[graph_trainer] Propagate forward metadata to backward nodes in make_fx_tracer (#2617)

SherlockNoMad · web-flow · commit 0187d5f992d4 · 2026-03-17T16:16:35.000-07:00
Patch the autograd engine during make_fx tracing to preserve seq_nr on
backward FX nodes, then copy forward-node custom/nn_module_stack
metadata
    to corresponding backward nodes via seq_nr matching.

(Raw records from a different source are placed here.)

PR #375, opened 2025-04-03
feat: `form_type` and `styling` metadata arguments added

Emyrk:
This PR is in support of dynamic parameters. Changes to coder/coder intends to support this experimentally by the end of April. For current versions of coder, these arguments will be ignored.

## What is this?

This adds `form_type` as a field to parameters. By default, legacy behavior is maintained by deducing the default `form_type` value from the existing inputs.

## Why do this?

To support more form type options in the UI. See the truth table here of all the new types:

https://github.com/coder/terraform-provider-coder/blob/2b5ff0815acbb57fdca704b7123f9fa3722ab100/provider/formtype.go#L74-L91

## Example new param

```terraform
data "coder_parameter" "tools" {
  name        = "Tools"
  description = "What tools do you want to install?"
  type        = "list(string)"
  form_type   = "multi-select"
  styling = jsonencode({
    # Arbitrary JSON object to be passed to the frontend
  })
  default = jsonencode(["git", "docker"])

  option {
    value = "Docker"
    name  = "docker"
    icon  = "/icon/docker.svg"
  }
  option {
    value = "Git"
    name  = "git"
    icon  = "/icon/git.svg"
  }
  option {
    value = "Golang"
    name  = "go"
    icon  = "/icon/go.svg"
  }
  option {
    value = "Typescript"
    name  = "ts"
    icon  = "/icon/typescript.svg"
  }
}
```

## Note on docs

I am unable to add more example params to the docs, as they are used in integration tests that seem to use provider versions without this change? I get this error for above:

```
2025-04-07T18:26:57.1664097Z     examples_test.go:30: Step 1/1 error: Error running pre-apply refresh: exit status 1
2025-04-07T18:26:57.1664830Z         
2025-04-07T18:26:57.1665915Z         Error: default value "[\"git\",\"docker\"]" is not a valid option, values "git, docker" are missing from the option
2025-04-07T18:26:57.1666653Z         
2025-04-07T18:26:57.1667135Z           with data.coder_parameter.tools,
2025-04-07T18:26:57.1668078Z           on terraform_plugin_test.tf line 119, in data "coder_parameter" "tools":
2025-04-07T18:26:57.1668889Z          119: data "coder_parameter" "tools" {
```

diff --git a/torchtitan/experiments/graph_trainer/make_fx_tracer.py b/torchtitan/experiments/graph_trainer/make_fx_tracer.py
@@ -5,12 +5,17 @@
 # LICENSE file in the root directory of this source tree.
 
 import itertools
+from collections.abc import Generator
+from contextlib import contextmanager
 from dataclasses import dataclass
 from typing import Any
 
 import torch
 import torch.nn as nn
 import torch.utils._pytree as pytree
+from torch._functorch._aot_autograd.logging_utils import (
+    setup_stacktrace_preservation_hooks,
+)
 from torch._subclasses import FakeTensorMode
 from torch.fx.experimental.proxy_tensor import make_fx
 from torch.fx.traceback import preserve_node_meta
@@ -157,6 +162,79 @@ def _remove_cpu_shadow_chains(gm: torch.fx.GraphModule) -> None:
     gm.recompile()
 
 
+@contextmanager
+def _patch_engine_run_backward() -> Generator[None, None, None]:
+    """Patch _engine_run_backward to install stacktrace preservation hooks.
+
+    Why this is needed:
+    When make_fx traces a function that calls loss.backward(), the backward
+    pass is decomposed into primitive ATen ops. Normally (in eager autograd),
+    ``setup_stacktrace_preservation_hooks`` is called by the autograd engine
+    to propagate ``seq_nr`` from forward ops to their corresponding backward
+    ops. Under make_fx tracing, this hook setup doesn't happen automatically
+    because the engine path differs, so backward FX nodes end up without
+    ``seq_nr`` metadata. Without ``seq_nr``, we can't correlate backward
+    nodes back to their forward counterparts (needed by
+    ``_copy_fwd_metadata_to_bw_nodes``).
+
+    This context manager patches ``_engine_run_backward`` to call
+    ``setup_stacktrace_preservation_hooks`` before the autograd engine runs,
+    restoring ``seq_nr`` propagation during tracing.
+
+    We must patch the name in both modules since ``torch.autograd.__init__``
+    imports it via ``from .graph import``.
+    """
+    import torch.autograd
+    import torch.autograd.graph
+
+    _orig_fn = torch.autograd.graph._engine_run_backward
+
+    def _patched(t_outputs, *args, **kwargs):  # type: ignore[no-untyped-def]
+        roots = [
+            t.grad_fn
+            for t in t_outputs
+            if isinstance(t, torch.Tensor) and t.grad_fn is not None
+        ]
+        if roots:
+            setup_stacktrace_preservation_hooks(roots)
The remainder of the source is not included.